Là, on tient une différence avec le Brexit. Les personnes qui votent mal ne peuvent pas être des gens normaux et respectables. Il faut une explication. Les pro-Brexit était des ploucs. = Mépris. Les partisans du « non » en Colombie sont des obscurantistes, des méchants. = Diabolisation.

Les médias, une certaine idée de la paix

A une certaine période de ma vie, quand je disais mon prénom, on me lançait : « Tiens, comme Ingrid Bétancourt ! ».

C’est que les Ingrid ne courent pas les rues et celle-ci monopolisait les écrans et les unes des journaux. C’était à l’époque où tout le monde vivait dans le suspense de sa captivité et l’espoir de sa libération, les FARC l’ayant enlevée alors qu’elle était en campagne pour l’élection présidentielle en Colombie. Mais ce n’est pas uniquement pour cette raison que les FARC peuvent à bon droit être considérés comme appartenant à la catégorie des affreux : trafic de drogue, enlèvements, recrutement d’enfants-soldats, prises d’otages, exécutions d’otages (pourquoi faire les choses à moitié), actes de torture, massacres de peuplades indigènes, attentats à la bonbonne de gaz, etc. Autant de méfaits et crimes de guerre que n’excuse aucunement l’idéal égalitaire marxiste dont se revendique la guérilla.

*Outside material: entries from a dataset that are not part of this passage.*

PR #1226, opened 2022-07-20
Conditionally use the expandable alert component

bkjohnson:
## Description

This updates a template to follow [Design System guidance on the Additional Info component](https://design.va.gov/components/additional-info#when-to-consider-something-else):

> Do not use this component inside an [Alert](https://design.va.gov/components/alert). Try the [Alert - Expandable](https://design.va.gov/components/alert-expandable) component instead, especially when the Alert is within the page content and not at the top of the page.

## Testing done

Local build :eyes: 

## Screenshots

The `/cincinnati-health-care/health-services/suicide-prevention` page:

### Before

Screenshot of the page on staging with the "How do I talk to someone right now" alert in the viewport and the "Find out how to get support anytime, day or night" additional info component inside the alert expanded.

### After

Screenshot of a browser page showing `<va-expandable-alert>` with `data-template="blocks/alert"`

A regular alert on the `careers-employment/vocational-rehabilitation/how-to-apply` page:

Screenshot of a browser page showing a regular alert with the `data-template="blocks/alert"`

However, the changes here still don't address content structures like this which would still give us an additional-info lookalike inside of an alert component:
 (on page `/resources/choosing-between-urgent-and-emergency-care/`)
 
Screenshot of a page showing an alert `date-template="paragraphs/alert"` with a `data-template="paragraphs/expandable_text"` inside which looks like an additional info component.

## Acceptance criteria
- [ ]

## Definition of done

### DIFF
--- a/src/site/blocks/alert.drupal.liquid
+++ b/src/site/blocks/alert.drupal.liquid
@@ -5,29 +5,16 @@
 {% endif %}
 
 {% if isPreview or alert.entityPublished %}
-  <va-alert data-template="blocks/alert" data-entity-id="{{ alert.entityId }}" status="{{ alertType }}" class="vads-u-margin-top--3" role="alert">
-    <h2 slot="headline" class="vads-u-font-size--h3">
-      {{ alert.fieldAlertTitle }}
-    </h2>
-
-    {% if alert.fieldAlertContent.entity.fieldTextExpander == empty %}
-      {{ alert.fieldAlertContent.entity.fieldWysiwyg.processed }}
-    {% endif %}
-
     {% if alert.fieldAlertContent.entity.fieldTextExpander %}
-      {% comment %}
-        NOTE: .additional-info-container is a class utilized by
-        createAdditionalInfoWidget.js to add toggle functionality to info alerts
-      {% endcomment %}
-      <div data-alert-box-title="{{ alert.fieldAlertTitle }}" data-label="{{ alert.fieldAlertContent.entity.fieldTextExpander }}" class="form-expanding-group borderless-alert additional-info-container">
-        <div class="additional-info-title">
-          {{ alert.fieldAlertContent.entity.fieldTextExpander }}
-        </div>
-
-        {% if alert.fieldAlertContent.entity.fieldWysiwyg %}
-          <div class="additional-info-content usa-alert-text" hidden>{{ alert.fieldAlertContent.entity.fieldWysiwyg.processed }}</div>
-        {% endif %}
-      </div>
+      <va-alert-expandable status="{{ alertType }}" trigger="{{alert.fieldAlertTitle }}" data-template="blocks/alert" data-entity-id="{{ alert.entityId }}" class="vads-u-margin-top--3" role="alert">
+        {{ alert.fieldAlertContent.entity.fieldWysiwyg.processed }}
+      </va-alert-expandable>
+    {% elsif alert.fieldAlertContent.entity.fieldTextExpander == empty %}
+      <va-alert data-template="blocks/alert" data-entity-id="{{ alert.entityId }}" status="{{ alertType }}" class="vads-u-margin-top--3" role="alert">
+        <h2 slot="headline" class="vads-u-font-size--h3">
+          {{ alert.fieldAlertTitle }}
+        </h2>
+        {{ alert.fieldAlertContent.entity.fieldWysiwyg.processed }}
+      </va-alert>
     {% endif %}
-  </va-alert>
 {% endif %}
--- a/src/site/blocks/alert.drupal.liquid
+++ b/src/site/blocks/alert.drupal.liquid
@@ -10,7 +10,7 @@
         {{ alert.fieldAlertContent.entity.fieldWysiwyg.processed }}
       </va-alert-expandable>
     {% elsif alert.fieldAlertContent.entity.fieldTextExpander == empty %}
-      <va-alert data-template="blocks/alert" data-entity-id="{{ alert.entityId }}" status="{{ alertType }}" class="vads-u-margin-top--3" role="alert">
+      <va-alert status="{{ alertType }}" data-template="blocks/alert" data-entity-id="{{ alert.entityId }}" class="vads-u-margin-top--3" role="alert">
         <h2 slot="headline" class="vads-u-font-size--h3">
           {{ alert.fieldAlertTitle }}
         </h2>


src/site/blocks/alert.drupal.liquid
```diff
@@ -5,29 +5,16 @@
...
-      <div data-alert-box-title="{{ alert.fieldAlertTitle }}" data-label="{{ alert.fieldAlertContent.entity.fieldTextExpander }}" class="form-expanding-group borderless-alert additional-info-container">
-        <div class="additional-info-title">
-          {{ alert.fieldAlertContent.entity.fieldTextExpander }}
-        </div>
-
-        {% if alert.fieldAlertContent.entity.fieldWysiwyg %}
-          <div class="additional-info-content usa-alert-text" hidden>{{ alert.fieldAlertContent.entity.fieldWysiwyg.processed }}</div>
-        {% endif %}
-      </div>
+      <va-alert-expandable status="{{ alertType }}" trigger="{{alert.fieldAlertTitle }}" data-template="blocks/alert" data-entity-id="{{ alert.entityId }}" class="vads-u-margin-top--3" role="alert">
```
bkjohnson, line 9: One thing to be aware of is that this uses the `fieldAlertTitle` as the text that triggers expanding/collapsing instead of `fieldTextExpander` like we had previously. But with this new structure of not nesting an additional info inside an alert, we have to either lose the alert heading or the additional info trigger text.

theodur (approved):

src/site/blocks/alert.drupal.liquid
swirtSJW: @bkjohnson Sorry I am only half-following this.  In the CMS the field fieldTextExpander is a string and is designed to contain text that will be shown.  I don't think we can just relegate it to a bool.   Let me find some examples where it is being used  so we can see what the impact of this change would be.

timwright12: @bkjohnson I think I remembered @joshkimux mentioning that we're moving away from using `role="alert"` outside of certain situations. Might want to check with him

joshkimux: @bkjohnson hi hi! 👋 @timwright12 thanks for roping me in here, I can confirm that we're trying to use the role="alert" to limited contexts and situations (it's kinda like the equivalent of a mobile tornado warning).

If I have a little more context here I can help out more 🙏

bkjohnson: @swirtSJW here are all of the liquid templates where `fieldTextExpander` is being used:

- [`paragraphs/expandable_text.drupal.liquid`](https://github.com/department-of-veterans-affairs/content-build/blob/d73c90ae075f7d1e9f18a47e45b29c59482bbf28/src/site/paragraphs/expandable_text.drupal.liquid#L16)
- [`paragraphs/spanish_translation_summary.drupal.liquid`](https://github.com/department-of-veterans-affairs/content-build/blob/d73c90ae075f7d1e9f18a47e45b29c59482bbf28/src/site/paragraphs/spanish_translation_summary.drupal.liquid#L21)
- [`blocks/alert.drupal.liquid`](https://github.com/department-of-veterans-affairs/content-build/blob/d73c90ae075f7d1e9f18a47e45b29c59482bbf28/src/site/blocks/alert.drupal.liquid#L24)

All three of them are using additional info components judging by the classes, but only one of them would hardcode an additional info component inside of an alert. Even with this change, that value could still be rendered for `expandable_text` entities, as my third screenshot shows.

---

@joshkimux, I opened this PR after [this slack discussion](https://dsva.slack.com/archives/C01DBGX4P45/p1658338829178029) asking a question about this nesting pattern. I originally wrote it as a draft to act as a demo of how we could use an expandable alert instead of nesting an additionl info inside of an alert, and then after the DST updated guidance I made it a full PR.

joshkimux: Got it! Thanks for the context @bkjohnson . If this alert:

- isn't dynamically added into the page
- is not critical for the user to know immediately

We might want to avoid using `role="alert"` here. 

If this alert is dynamically added into the page in response to a user's action, we could use `aria-live="polite"` instead for a more gentle way of letting them know something new has appeared.

bkjohnson: These aren't dynamically added to the page, but I don't know whether or not the alert will contain critical information. Would an [alert like this](https://staging.va.gov/shreveport-health-care/make-an-appointment/#how-do-i-talk-to-someone-right) meet that criteria?

A screenshot of the linked page above, starting at the "Mental health care appointments" header. There is a warning alert underneath with the header "How do I talk to someone right now" and the additional info component inside is expanded, showing more content and phone numbers.

Those types of alerts are also seen on [suicide prevention pages](https://staging.va.gov/san-francisco-health-care/health-services/suicide-prevention/)

bkjohnson:
Closing per @swirtSJW's [comment](https://dsva.slack.com/archives/CT4GZBM8F/p1659733819698119?thread_ts=1659717970.256749&cid=CT4GZBM8F):

>  I don't think we can just make the change you are proposing without getting the editors in charge of that content to take a look and make changes.

swirtSJW:
Adding this link to slack discussion.  https://dsva.slack.com/archives/CT4GZBM8F/p1659717970256749

Summary: 
This is essentially a breaking change as the content being displayed  is not what the editor had intended.
We can not just on a template basis elect to throw away one field of content and use another.  They are not equivalent 
image

bkjohnson:
For future reference, here's an example of keeping all of the current content. This diff shows a header being added above `<va-alert-expandable>` and the `trigger` prop switching to the `fieldTextExpander` value.

```diff
diff --git a/src/site/blocks/alert.drupal.liquid b/src/site/blocks/alert.drupal.liquid
index 28699b450..093a082a2 100644
--- a/src/site/blocks/alert.drupal.liquid
+++ b/src/site/blocks/alert.drupal.liquid
@@ -6,7 +6,8 @@
 
 {% if isPreview or alert.entityPublished %}
     {% if alert.fieldAlertContent.entity.fieldTextExpander %}
-      <va-alert-expandable status="{{ alertType }}" trigger="{{alert.fieldAlertTitle }}" data-template="blocks/alert" data-entity-id="{{ alert.entityId }}" class="vads-u-margin-top--3" role="alert">
+      <h2>{{ alert.fieldAlertTitle }}</h2>
+      <va-alert-expandable status="{{ alertType }}" trigger="{{ alert.fieldAlertContent.entity.fieldTextExpander }}" data-template="blocks/alert" data-entity-id="{{ alert.entityId }}" class="vads-u-margin-top--3" role="alert">
         {{ alert.fieldAlertContent.entity.fieldWysiwyg.processed }}
       </va-alert-expandable>
     {% elsif alert.fieldAlertContent.entity.fieldTextExpander == empty %}
```

Screenshot of a page with an h2 above an expandable alert component and no other content underneath the h2

src/site/blocks/alert.drupal.liquid
joshkimux: This is tricky, because the content _feels_ like it's very important, but the visual design of it is far from it (it's not the first, major piece of content you see when you open the page). The use of `role="alert"` would be more similar to a red banner at the top of the page.

We should loop in our content team, @AngelaFowler82 , and @laflannery to discuss this in more detail for the future. Thanks so much @bkjohnson for the added context here, you always ask the right questions and do amazing work 🙏

DanielleThierryUSDSVA:
Hi, all. Per @joshkimux's note, I'd be happy to talk more about these types of alerts. Feel free to grab some time on my calendar if that's helpful. Thanks!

Cela pour dire qu’il ne paraît pas, a priori, totalement surprenant que le peuple colombien soit, comment dire, assez divisé sur la question de l’accord de paix. Très divisé même, puisque le « non » ne l’a emporté que d’une courte majorité.

Et cela pour dire que justement, après tout, on pourrait plutôt s’étonner de l’excellent score du oui !

Les œillères idéologiques du journaliste lui font voir la surprise où elle n’est pas, et la lui rendent invisible où elle se trouve.

Le soutien des médias français à cet accord de paix unanimement reconnu comme très-imparfait-mais-mieux-que-rien traduit une forme latente d’esprit munichois qui devrait nous inquiéter : alors que la paix civile est de plus en plus fragile, que nous ont-ils déjà convaincus et que nous convaincront-ils encore de céder, chez nous, au nom de la paix ? D’une paix imparfaite mais mieux que rien ? Cette paix qui n’est en réalité qu’une petite tranquillité immédiate et illusoire. Un compte à rebours.

En conclusion, on peut ne pas approuver le choix des Colombiens mais il est révoltant de faire comme s’il était stupide ou incompréhensible. Une fois encore, ce qui est agaçant dans le traitement médiatique de cette consultation, c’est le verdict de l’évidence.